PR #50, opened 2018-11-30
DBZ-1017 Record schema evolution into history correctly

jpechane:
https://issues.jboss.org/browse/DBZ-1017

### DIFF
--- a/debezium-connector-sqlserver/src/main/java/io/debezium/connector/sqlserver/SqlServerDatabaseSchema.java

= = = = =

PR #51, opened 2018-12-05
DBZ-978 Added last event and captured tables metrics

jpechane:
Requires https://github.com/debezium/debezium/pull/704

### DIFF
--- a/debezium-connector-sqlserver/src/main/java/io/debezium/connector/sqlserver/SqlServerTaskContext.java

= = = = =

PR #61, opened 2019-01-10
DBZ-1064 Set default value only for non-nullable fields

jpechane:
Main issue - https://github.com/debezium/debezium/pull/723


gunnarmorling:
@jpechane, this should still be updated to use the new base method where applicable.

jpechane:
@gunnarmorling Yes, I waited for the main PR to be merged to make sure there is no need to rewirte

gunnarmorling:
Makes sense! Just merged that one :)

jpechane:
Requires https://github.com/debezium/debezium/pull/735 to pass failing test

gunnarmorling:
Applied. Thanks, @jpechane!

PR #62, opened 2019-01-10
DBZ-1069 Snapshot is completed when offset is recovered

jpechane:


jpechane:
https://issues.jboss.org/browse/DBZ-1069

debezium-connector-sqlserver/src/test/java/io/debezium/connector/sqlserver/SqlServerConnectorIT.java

= = = = =

■ Problem details ■
Return a copy of each line of the material that holds the word "jboss".

■ Your response ■
https://issues.jboss.org/browse/DBZ-1017
https://issues.jboss.org/browse/DBZ-1069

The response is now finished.